* _DATA TO EXAMINE_:
PR #2719, opened 2025-04-22
fix(website): fix typings

plouc:
The typings for the website are quite broken, some files are still in js, the purpose of this PR is to fix most of them, and try to add type checking for the website to the CI, although this might be difficult to do in one pass.

This PR also includes upgrading to node.js v22 and pnpm 10.


plouc:
Several types were fixed, but there are ~100 issues.

PR #2721, opened 2025-04-22
fix: add extension for lodash imports in funnel package

melkstam:
This fixes what I think is a simple merge miss.

https://github.com/plouc/nivo/pull/2704 added these two imports, but https://github.com/plouc/nivo/pull/2712 did at the same time add `.js` to all lodash imports.

This causes a build error in one of my projects.


plouc:
@melkstam, good catch! Thank you!

Issue #2707, opened 2025-04-07
Incorrect line points position


ignatevdev:
**Describe/explain the bug**
When plotting a line consisting of many points I experience a problem where some points are positioned incorrectly. Each point's `y` value is bigger than the previous one, but some points are renderred as if their `y` values are the same or the next one's is slightly smaller.

My guess was that the issue happens because of very small `y` values, but even if you multiply them to remove the decimal point completely the issue still persists.

**To Reproduce**
I've created a sandbox with reproduction of this problem. If you zoom in a little bit you will see that points grow in "steps", when each point should be higher than the previous one by approximately the same distance.
https://codesandbox.io/p/sandbox/dark-cache-z368sd

**Expected behavior**
Points should be drawn according to their values.

**Screenshots**
This is how the line generally looks like currently:
<img width="1064" alt="Image" src="https://github.com/user-attachments/assets/4a176203-ef21-4e3d-8d7b-2e46a47388b1" />

And this is an example of two specific points that are drawn incorrectly. 
By the values on the tooltip you can see that their y is different and the second point should be placed higher, but it's not.
<img width="858" alt="Image" src="https://github.com/user-attachments/assets/24427359-4ed4-403d-8b02-8c03259a52a7" />
<img width="800" alt="Image" src="https://github.com/user-attachments/assets/04ee1b47-5759-430f-95c4-1b837f36cb3f" />

**Desktop**
 - OS: macOS 15.1 
 - Browser: Chrome
 - Version: 134.0.6998.166

Thanks in advance!

sergey-tuna:
I can confirm that it's a very terrible issue. Please, help to resolve it.

plouc:
The issue seems to be related to [this line](https://github.com/plouc/nivo/blob/master/packages/scales/src/linearScale.ts#L32), rounding should be an option rather than a default.

sergey-tuna:
Yes, rounding should be an option, you are right.

ignatevdev:
Can confirm, after using a custom line layer with a custom scale that uses `range` instead of `rangeRound` the issue is fixed.
Should I make a PR to add "round" option to LinearScaleSpec? @plouc

plouc:
@ignatevdev, that would be great!

plouc:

* _WHAT YOU SHOULD DO_:
Would you give the entries back word for word?

* _REPLY TO THE EXERCISE_:
PR #2719, opened 2025-04-22
fix(website): fix typings

plouc:
The typings for the website are quite broken, some files are still in js, the purpose of this PR is to fix most of them, and try to add type checking for the website to the CI, although this might be difficult to do in one pass.

This PR also includes upgrading to node.js v22 and pnpm 10.


plouc:
Several types were fixed, but there are ~100 issues.

PR #2721, opened 2025-04-22
fix: add extension for lodash imports in funnel package

melkstam:
This fixes what I think is a simple merge miss.

https://github.com/plouc/nivo/pull/2704 added these two imports, but https://github.com/plouc/nivo/pull/2712 did at the same time add `.js` to all lodash imports.

This causes a build error in one of my projects.


plouc:
@melkstam, good catch! Thank you!

Issue #2707, opened 2025-04-07
Incorrect line points position


ignatevdev:
**Describe/explain the bug**
When plotting a line consisting of many points I experience a problem where some points are positioned incorrectly. Each point's `y` value is bigger than the previous one, but some points are renderred as if their `y` values are the same or the next one's is slightly smaller.

My guess was that the issue happens because of very small `y` values, but even if you multiply them to remove the decimal point completely the issue still persists.

**To Reproduce**
I've created a sandbox with reproduction of this problem. If you zoom in a little bit you will see that points grow in "steps", when each point should be higher than the previous one by approximately the same distance.
https://codesandbox.io/p/sandbox/dark-cache-z368sd

**Expected behavior**
Points should be drawn according to their values.

**Screenshots**
This is how the line generally looks like currently:
<img width="1064" alt="Image" src="https://github.com/user-attachments/assets/4a176203-ef21-4e3d-8d7b-2e46a47388b1" />

And this is an example of two specific points that are drawn incorrectly. 
By the values on the tooltip you can see that their y is different and the second point should be placed higher, but it's not.
<img width="858" alt="Image" src="https://github.com/user-attachments/assets/24427359-4ed4-403d-8b02-8c03259a52a7" />
<img width="800" alt="Image" src="https://github.com/user-attachments/assets/04ee1b47-5759-430f-95c4-1b837f36cb3f" />

**Desktop**
 - OS: macOS 15.1 
 - Browser: Chrome
 - Version: 134.0.6998.166

Thanks in advance!

sergey-tuna:
I can confirm that it's a very terrible issue. Please, help to resolve it.

plouc:
The issue seems to be related to [this line](https://github.com/plouc/nivo/blob/master/packages/scales/src/linearScale.ts#L32), rounding should be an option rather than a default.

sergey-tuna:
Yes, rounding should be an option, you are right.

ignatevdev:
Can confirm, after using a custom line layer with a custom scale that uses `range` instead of `rangeRound` the issue is fixed.
Should I make a PR to add "round" option to LinearScaleSpec? @plouc

plouc:
@ignatevdev, that would be great!

plouc:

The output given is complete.